Discipline and Dismissal

Ivan Israelstam

When an employer fires an employee for dishonesty, constant late coming, absenteeism, poor work performance or other serious infringement, the intention is normally for the employee to stay fired.

This is because:

  • No enterprise can run effectively and harmoniously with employees who break the rules, destroy the relationship of trust or perform their work badly;
  • The employer needs to replace the errant employee and will therefore not have a post available for a dismissed employee who is reinstated;
  • The employer wants all employees to know that if they cross the agreed line of what is acceptable they will be out of a job; and
  • The return of a dismissed employee therefore undermines the harmony and effectiveness of the workplace and the authority of management.


The employer therefore has a very strong need to know that its dismissal decision will not be interfered with.

However, the Labour Relations Act (LRA) dilutes the employer's right to dismiss employees who have transgressed by:

  • Laying down numerous and stringent criteria for deciding whether a dismissal decision should stand or not; and
  • Giving arbitrators and judges the right to overturn dismissal decisions.
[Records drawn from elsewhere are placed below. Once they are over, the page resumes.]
PR #955, opened 2021-06-17
Remove PyQt support in etstool CI utility

rahulporuri:
This PR removes support for the `PyQt` toolkit in the CI utility `etstool.py`. Now that we don't test against `PyQt` on CI anymore (see #949 ), we dont need to support `PyQt` in the `etstool` utility.


aaronayres35 (approved):
LGTM

PR #958, opened 2021-06-18
Address a few deprecation warnings when using python 3.8 and pyqt5

aaronayres35:
This PR addresses a few deprecation warnings observed using python 3.8 and pyqt5 on the traitsui and pyface test suites.


rahulporuri (approved):
LGTM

It is the above provisions that have plagued many employers over the past 11 years and have resulted in many thousands of employees being reinstated.  However, a brief glimmer of light in the employers' gloom appeared recently. Some years ago Rustenburg Platinum Mines dismissed a Mr Sidumo for failing in his duty as a mine security officer.

Sidumo had failed to follow the required loss-prevention procedures to be utilised for searching employees employed in a high security area. Sidumo disputed the dismissal decision at the CCMA. The arbitrator accepted that Sidumo had been guilty as charged but decided that the dismissal decision was too harsh.
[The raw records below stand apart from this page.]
PR #959, opened 2021-06-19
IImage base interface for images

### LINKED ISSUE #909: More flexible image support
Currently all images used anywhere in Pyface or TraitsUI need to be `ImageResource` instances.  This is a limited use-case intended for images shipped with an application and stored as files.

There are frequent cases where a more generic image is to be displayed. If the image comes from a file, then the `ImageResource` infrastructure can be made to work by supplying an absolute path to the image, but for images in memory or from remote sources (eg. a URL) there is no way to display them other than saving out to a temporary file and then reading it back in.

For complex use-cases (eg. image editors) Enable/Chaco is often the right solution, but there are many use-cases where simple display of in-memory or url-based images is desirable.

A possible approach to this is:

- [ ] add an `IImage` interface which includes the `create_bitmap` and `create_icon` methods from `IImageResource`, but makes no assumptions about the location or storage of the data
- [ ] have `IImageResource` be a sub-interface of `IImage`
- [ ] change the `Image` trait to accept any `IImage` rather than any `IImageResource`

Everything up to here is effectively backwards compatible, as it is just injecting a new base interface.

- [ ] create other interfaces and concrete implementations for other types of images, such as `IImageBuffer` for an image stored in a memory buffer, or `IPILImage` for PIL/Pillow images, possibly `IURLImage` for a remote image, etc.

This might cause some problems in the rare case where the code is asking for the absolute path of an `IImageResource` (eg. in the About dialog, where it is generating HTML) but these can either be fixed or the API changed to be more restrictive if needed - worst case we might need a way to flag that the `Image` trait only accepts a particular sub-interface.

ETA: The `convert_bitmap` function also needs to be dealt with - it provides a cache for toolkit bitmaps, but that doesn't make sense for highly dynamic images, particularly if they are sharing a buffer somewhere.  It is used by TraitsUI's image editor, for example.  The simplest modification is to only do caching for `IImageResource` instances, and otherwise just return the bitmap and let the class do any caching needed.

Edit once more: `convert_bitmap` doesn't take into account image sizes; code should use an `ImageCache` instead, or we should re-think image caching.  This is a separate issue.

corranwebster:
This is the minimal functionality to add a new base `IImage` interface underneath `IImageResource` to potentally allow dynamic image types (eg. PIL/pillow images, numpy arrays, kiva GCs, SVG images) to be more easily used with Pyface and TraitsUI.

It implements additional concrete `IImage` class that wrap numpy arrays.

It also includes updates to the `Image` trait so that it accepts `IImage` instances as well as `IImageResource` and strings.

This fixes #909.  It should be backward compatible except as noted there.


rahulporuri:
@corranwebster is this PR ready for review?

corranwebster:
Yes - I have some extra implementation classes that are on my personal laptop, but they can go into a separate PR.

As of the last commit, tests are working and should be clean.

pyface/array_image.py
```diff
@@ -0,0 +1,95 @@
+# (C) Copyright 2005-2021 Enthought, Inc., Austin, TX
```
rahulporuri, line 1: why add these modules to the top level `pyface` namespace when the more relevant `pyface.image` subpackage exists?

pyface/i_image_resource.py
```diff
@@ -35,68 +37,6 @@ class IImageResource(Interface):
...
-        Returns
-        -------
-        image : toolkit image
-            The toolkit image corresponding to the resource and the specified
-            size.
-        """
-
-    # FIXME v3: The need to distinguish between bitmaps and images is toolkit
-    # specific so, strictly speaking, the conversion to a bitmap should be done
-    # wherever the toolkit actually needs it.
```
rahulporuri, line 67: Is there any useful information in this fixme that we want to retain? _i don't think so IIUC_

pyface/ui/qt4/util/image_helpers.py
```diff
@@ -11,23 +11,96 @@
...
+from enum import Enum
 
 from pyface.qt import qt_api
-from pyface.qt.QtGui import QImage
+from pyface.qt.QtCore import Qt
+from pyface.qt.QtGui import QImage, QPixmap, QIcon
 
 
-def QImage_to_array(qimage):
+class ScaleMode:
```
rahulporuri, line 25:
```suggestion
class ScaleMode(Enum):
```

pyface/ui/qt4/util/image_helpers.py
```diff
@@ -11,23 +11,96 @@
...
+    fast = Qt.FastTransformation
+    smooth = Qt.SmoothTransformation
+
+
+class AspectRatio:
```
rahulporuri, line 30:
```suggestion
class AspectRatio(Enum):
```

pyface/ui/wx/util/image_helpers.py
```diff
@@ -0,0 +1,177 @@
...
+and Qt wx.Images, as well as between the various image types in a standardized
+way.
+"""
+
+from enum import Enum
+
+import wx
+
+
+class ScaleMode:
```
rahulporuri, line 23:
```suggestion
class ScaleMode(Enum):
```

pyface/ui/wx/util/image_helpers.py
```diff
@@ -0,0 +1,177 @@
...
+    fast = wx.IMAGE_QUALITY_NORMAL
+    smooth = wx.IMAGE_QUALITY_HIGH
+
+
+class AspectRatio:
```
rahulporuri, line 28:
```suggestion
class AspectRatio(Enum):
```

pyface/ui/qt4/util/image_helpers.py
```diff
@@ -11,23 +11,96 @@
...
+    ignore = Qt.IgnoreAspectRatio
+    keep_constrain = Qt.KeepAspectRatio
+    keep_expand = Qt.KeepAspectRatioByExpanding
+
+
+def image_to_bitmap(image):
+    """ Convert a QImage to a QPixmap.
+
```
rahulporuri, line 38: i noticed some white space here

```suggestion

```

pyface/ui/qt4/util/image_helpers.py
```diff
@@ -11,23 +11,96 @@
...
+    ------
+    bitmap : QPixmap
+        The corresponding QPixmap.
+    """
+    return QPixmap.fromImage(image)
+
+
+def bitmap_to_image(bitmap):
+    """ Convert a QPixmap to a QImage.
+
```
rahulporuri, line 54: white space here too 

```suggestion

```

pyface/ui/qt4/util/image_helpers.py
```diff
@@ -11,23 +11,96 @@
...
+    ------
+    image : QImage
+        The corresponding QImage.
+    """
+    return bitmap.toImage()
+
+
+def bitmap_to_icon(bitmap):
+    """ Convert a QPixmap to a QIcon.
+
```
rahulporuri, line 70:
```suggestion

```

pyface/ui/qt4/util/image_helpers.py
```diff
@@ -99,3 +172,7 @@ def array_to_QImage(array):
     image._numpy_data = data
     return image
 
+
+# backwards compatible names
+array_to_QImage = array_to_image
+QImage_to_array = image_to_array
```
rahulporuri, line 178: do want to remove these in the next major release? i'm not sure if anyone outside of pyface uses them directly

pyface/ui/wx/util/image_helpers.py
```diff
@@ -0,0 +1,177 @@
...
+    """ Resize a toolkit bitmap to the given size. """
+    image = bitmap_to_image(bitmap)
+    image = resize_image(image, size, aspect_ratio, mode)
+    return image_to_bitmap(image)
+
+
+def image_to_array(image):
+    """ Convert a wx.Image to a numpy array.
+
+    This copies the data returned from Qt.
```
rahulporuri, line 101:
```suggestion
    This copies the data returned from wx.
```

pyface/ui/wx/util/image_helpers.py
```diff
@@ -0,0 +1,177 @@
...
+    array = np.empty(shape=(width, height, 4), dtype='uint8')
+    array[:, :, :3] = rgb_data
+    array[:, :, 3] = alpha
+    return array
+
+
+def array_to_image(array):
+    """ Convert a numpy array to a wx.Image.
+
+    This copies the data before passing it to Qt.
```
rahulporuri, line 131:
```suggestion
    This copies the data before passing it to wx.
```

pyface/ui/wx/util/image_helpers.py
```diff
@@ -0,0 +1,177 @@
...
+    ----------
+    array : ndarray
+        An N x M x {3, 4} array of unsigned 8-bit ints.  The image
+        format is assumed to be RGB or RGBA, based on the shape.
+
+    Return
+    ------
+    image : wx.Image
+        The wx.Image created from the data.  The pixel format is
+        wx.Image.Format_RGB32.
```
rahulporuri, line 143: it looks like this function might return an image with 4 channels so shouldn't this be `RGB32 or ARGB32`?

pyface/ui_traits.py
```diff
@@ -38,7 +39,10 @@
 #  Images
 # -------------------------------------------------------------------------------
 
+# cache of lookups from string to ImageResource instance
 image_resource_cache = {}
+
+# cache of converssions of ImageResource instances to toolkit bitmaps
```
rahulporuri, line 45:
```suggestion
# cache of conversions of ImageResource instances to toolkit bitmaps
```

pyface/util/image_helpers.py
```diff
@@ -0,0 +1,31 @@
...
+# is also available online at http://www.enthought.com/licenses/BSD.txt
+#
+# Thanks for using Enthought open source!
+
+""" Helper functions for working with images
+
+This module provides helper functions for converting between numpy arrays
+and toolkit images, as well as between the various image types in a standardized
+way.
+"""
```
rahulporuri, line 16:
```suggestion
This module provides helper functions for converting between numpy arrays
and toolkit images, as well as between the various image types in a standardized
way.

Helper functions
----------------

- :data:`~.array_to_image`
- :data:`~.bitmap_to_icon`
- :data:`~.bitmap_to_image`
- :data:`~.image_to_array`
- :data:`~.image_to_bitmap`
- :data:`~.resize_image`
- :data:`~.resize_bitmap`

Options for resizing images
---------------------------
- :data:`~.ScaleMode`
- :data:`~.AspectRatio`

"""
```

rahulporuri (approved):
Mostly LGTM with a bunch of comments/corrections/suggestions.

pyface/array_image.py
corranwebster: The `pyface.image` subpackage is all about loading images from zipfile libraries of images.  These modules are at the same level or above `pyface.image_resources`, and so should live at the same level.

pyface/i_image_resource.py
corranwebster: No - this came from Wx wanting `wx.Bitmap` objects in many cases, where Qt in the same situation likes `QImage` objects (or sometimes vice-versa).  Part of this change is making the distinction more concrete, but toolkits won't change what they actually use.

pyface/ui/qt4/util/image_helpers.py
corranwebster: They might be being used in enable, but yes, they should probably go in the next major release.

pyface/ui/wx/util/image_helpers.py
corranwebster: Actually this is a search and replace bug.  `wx.Image` doesn't have a notion of format, it's all "RGB" with an optional seperate alpha channel:
```suggestion
        The wx.Image created from the data.
```

pyface/util/image_helpers.py
corranwebster: I'm assuming this is needed because of the way that API docs are generated?

pyface/ui/qt4/util/image_helpers.py
```diff
@@ -99,3 +172,7 @@ def array_to_QImage(array):
     image._numpy_data = data
     return image
 
+
+# backwards compatible names
```
corranwebster, line 176:
```suggestion
# backwards compatible names - will be removed in Pyface 8
```

rahulporuri:
@corranwebster can you also merge the master branch into this branch? It looks like GitHub Actions isnt running on this branch. Or you could potentially wait until after #967 is merged.

pyface/ui/qt4/util/image_helpers.py
corranwebster: I've added a not to this effect, and will open an issue.

pyface/util/image_helpers.py
rahulporuri: yep. i thought it'll make the autogenerated api docs better.

pyface/ui/qt4/util/image_helpers.py
rahulporuri: thank you!

rahulporuri: and it doesn't look like they're used outside pyface - https://github.com/search?q=org%3Aenthought+QImage_to_array&type=code and https://github.com/search?q=org%3Aenthought+array_to_QImage&type=code

corranwebster:
The changes to the Enums broke something - looking into it.

corranwebster:
OK, looks like they might need to be `IntEnum`; or we shouldn't use enums at all (this was an experiment on my part).

PR #960, opened 2021-06-19
PIL/Pillow image class

corranwebster:
This builds on #959 to provide an image class for PIL/Pillow `Image` instances.  This is part of #909 but not essential to it - we could decide to defer PIL support.

This adds an optional dependency on `pillow` - this is already a dependency of WxPython, so this is only potentially a problem for Qt users.


rahulporuri:
i'm removing myself as a reviewer for now - i'll wait until after #959 is merged

pyface/ui_traits.py
```diff
@@ -42,7 +42,11 @@
 # cache of lookups from string to ImageResource instance
 image_resource_cache = {}
 
+<<<<<<< HEAD
+# cache of converssions of ImageResource instances to toolkit bitmaps
+=======
 # cache of conversions of ImageResource instances to toolkit bitmaps
+>>>>>>> master
```
rahulporuri, line 49:
```suggestion
# cache of conversions of ImageResource instances to toolkit bitmaps
```

corranwebster: Yep, caught and fixed.

corranwebster:
This makes pillow an optional dependency:
- there is now an optional dependency for pillow
- `PILImage` is only used if imported directly - it isn't in `pyface.api`

pyface/i_pil_image.py
```diff
@@ -0,0 +1,73 @@
+# (C) Copyright 2005-2021 Enthought, Inc., Austin, TX
+# All rights reserved.
+#
+# This software is provided without warranty under the terms of the BSD
+# license included in LICENSE.txt and may be redistributed only under
+# the conditions described in the aforementioned license. The license
+# is also available online at http://www.enthought.com/licenses/BSD.txt
+#
+# Thanks for using Enthought open source!
+""" The interface for an image resource. """
```
rahulporuri, line 10:
```suggestion
""" The interface for a PIL Image. """
```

The employer attempted to get this award overturned at the Labour Court on the grounds that, where an employee is indeed guilty of a serious offence, the CCMA should not have the right to interfere with the sanction imposed by the employer. Both the Labour Court and Labour Appeal Court dismissed this argument of the employer.
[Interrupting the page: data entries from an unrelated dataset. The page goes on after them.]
PR #962, opened 2021-06-22
Toggle Fields (CheckBoxField, RadioButtonField, etc.)

corranwebster:
This PR adds additional fields with toggling behaviour: check boxes, radio buttons, and toggle buttons.

The purpose of this functionality is to abstract the common API to permit an eventual refactor of the TraitsUI `BooleanEditor` to allow styles other than checkboxes.

### DIFF
--- a/docs/source/fields.rst
+++ b/docs/source/fields.rst
@@ -66,7 +66,7 @@ ToggleField and Subclasses
 ==========================
 
 The :py:class:`~pyface.fields.i_toggle_field.IToggleField` interface holds a
-boolean :py:attr:`~pyface.fields.i_spin_field.IToggleField.value` that is
+boolean :py:attr:`~pyface.fields.i_toggle_field.IToggleField.value` that is
 toggled between ``True`` and ``False`` by the widget.  The interface is
 implemented by several different concrete classes with different appearances
 but similar behaviour:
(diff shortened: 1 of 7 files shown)


docs/source/fields.rst
```diff
@@ -62,4 +62,25 @@ values, a :py:attr:`~pyface.fields.i_spin_field.IComboField.formatter` function
 should be provided - this defaults to either :py:func:`str` (Python 3+) or
 :py:func:`unicode` (Python 2).
 
+ToggleField and Subclasses
+==========================
 
+The :py:class:`~pyface.fields.i_toggle_field.IToggleField` interface holds a
+boolean :py:attr:`~pyface.fields.i_spin_field.IToggleField.value` that is
```
rahulporuri, line 69: should this be 

```suggestion
boolean :py:attr:`~pyface.fields.i_toggle_field.IToggleField.value` that is
```

pyface/fields/toggle_field.py
```diff
@@ -0,0 +1,22 @@
...
+#
+# This software is provided without warranty under the terms of the BSD
+# license included in LICENSE.txt and may be redistributed only under
+# the conditions described in the aforementioned license. The license
+# is also available online at http://www.enthought.com/licenses/BSD.txt
+#
+# Thanks for using Enthought open source!
+#
+# Author: Enthought, Inc.
+# Description: <Enthought pyface package component>
```
rahulporuri, line 12: nit: do we really need these or were they copy-pasted from some other module?

rahulporuri (approved):
Mostly LGTM with a couple of small comments

pyface/fields/toggle_field.py
corranwebster: Copy-pasted.  I don't think we've done the header normalization for pyface: some of the copyright dates were also out of sync.

PR #964, opened 2021-06-30
Address a Qt DeprecationWarning and ResourceWarnings

rahulporuri:
This PR addresses a specific Qt `DeprecationWarning` - replacing the deprecated `font_metrics.width` method with the
recommended `font_metrics.horizontalAdvance` method. This PR also fixes `ResourceWarning`s by properly closing temporary files that a test had created/opened.

Ref https://doc.qt.io/qt-5/qfontmetrics-obsolete.html#width and https://doc.qt.io/qt-5/qfontmetrics.html#horizontalAdvance


aaronayres35 (approved):
LGTM

I was not seeing the deprecation warnings on master, but nonetheless the changes LGTM.  Also I confirmed I no longer see the ResourceWarnings

rahulporuri:
> For some reason I was not seeing the deprecation warnings on master

I first noticed them when I ran the testsuite on Python 3.8 - not Python 3.6 that we use by default.

PR #969, opened 2021-07-07
Use "ubuntu-latest" in GitHub Actions CI

rahulporuri:
This PR updates GitHub Actions CI to use `ubuntu-latest` instead of using an older version of ubuntu. I'm not entirely sure why we were pinning CI to use an older version of ubuntu in the first place - we might just have copied over existing CI configuration from another ETS repository.

### DIFF
--- a/.github/workflows/ets-from-source.yml
+++ b/.github/workflows/ets-from-source.yml
@@ -13,7 +13,7 @@ jobs:
   test-with-edm:
     strategy:
       matrix:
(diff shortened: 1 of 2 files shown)


aaronayres35 (approved):
Changes LGTM, but it looks like CI is still waiting on / expecting ubuntu-18.04 jobs to be run?

rahulporuri:
> Changes LGTM, but it looks like CI is still waiting on / expecting ubuntu-18.04 jobs to be run?

yeah. fixed it. merging now.

PR #976, opened 2021-07-13
HeadingText fixes

corranwebster:
Improvements and fixes for HeadingText:

- aligns Qt _create_control with standard API
- routes creation through create() call
- makes widget creation in init() optional
- deprecates automatic widget creation
- makes appearance of Qt and Wx similar (deprecates background image for wx)
- changes to text are dispatched on the ui thread
- general clean-up and standardization
- better testing
- various other small fixes

### DIFF
--- a/pyface/i_heading_text.py
+++ b/pyface/i_heading_text.py
@@ -10,11 +10,9 @@
 
 """ Heading text. """
 
+import warnings
 
-from traits.api import HasTraits, Instance, Int, Interface, Str
-
-
-from pyface.i_image_resource import IImageResource
+from traits.api import HasTraits, Int, Interface, Str
 
 
 class IHeadingText(Interface):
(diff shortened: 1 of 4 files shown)


pyface/i_heading_text.py
```diff
@@ -10,32 +10,109 @@
...
+
+    def __init__(self, parent=None, **traits):
+        """ Creates the heading text. """
+
+        if "image" in traits:
+            warnings.warn(
+                "background images are no-longer supported for Wx and the "
+                "'image' trait will be removed in a future Pyface update",
+                PendingDeprecationWarning,
+            )
```
rahulporuri, line 51: can you create an issue for this deprecation - and put it in the 8.0.0 milestone?

pyface/i_heading_text.py
```diff
@@ -10,32 +10,109 @@
...
+
+        if create:
+            # Create the widget's toolkit-specific control.
+            self.create()
+            warnings.warn(
+                "automatic widget creation is deprecated and will be removed "
+                "in a future Pyface version, use create=False and explicitly "
+                "call create() for future behaviour",
+                PendingDeprecationWarning,
+            )
```
rahulporuri, line 66: same comment here regd an issue - and we can put this in the 8.0.0 milestone too if that makes sense.

rahulporuri (approved):
LGTM

pyface/i_heading_text.py
corranwebster: This is part of #729 (particularly the comment at the bottom about automatic creation in `__init__`).

But I don't want to add it to a milestone until all of them are dealt with (ie. if I don't get it done this week it might bet Pyface 9 where we finally get rid of them).

pyface/i_heading_text.py
corranwebster: Will do.

corranwebster: Done #978

pyface/i_heading_text.py
corranwebster: I've added a comment to #729 which goes over the idea for the sequence of events needed to change the API safely.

Rustenburg Platinum then went on appeal to the Supreme Court of Appeal where it was decided that arbitrators should approach the sanction of the employer with some deference and should only overturn it if it is way out of kilter with what would be fair.

In other words, the court said that, even if the arbitrator believed that a sanction other than dismissal would be more fair, if the employer's decision was still within the bounds of fairness, the arbitrator should not interfere with the employer's decision and the decision to dismiss should stand.

This was because it was the employer's function to impose a sanction and because the employer has the prerogative to decide, within reason, how strong its sanctions should be.  This decision was hailed by employers because it supported the need for employers to be able to protect their interests from the threat of errant employees.

It it represented an important swing in the pendulum towards a balance between the rights of employees to fair labour practice and the right of employers to run their businesses effectively. However, the trade union movement saw the decision as a threat to the tight hold they had achieved over the past 11 years over labour legislation.  As a result the matter was taken to the Constitutional Court.

In the case of Sidumo v Rustenburg Platinum Mines Ltd and others (October 2007, Skills Portal News Letter) the Constitutional Court overturned the decision of the Supreme Court of Appeal.  The Constitutional Court said that arbitrators were not required to defer to employers' decisions and must instead take all relevant circumstances into account in deciding if the employer's sanction decision was fair.

This decision marks the unsuccessful end of a seven-year battle waged by employers to regain their right to decide how strong their sanctions for serious offences should be and thence to preserve the employer's prerogative to run their own businesses.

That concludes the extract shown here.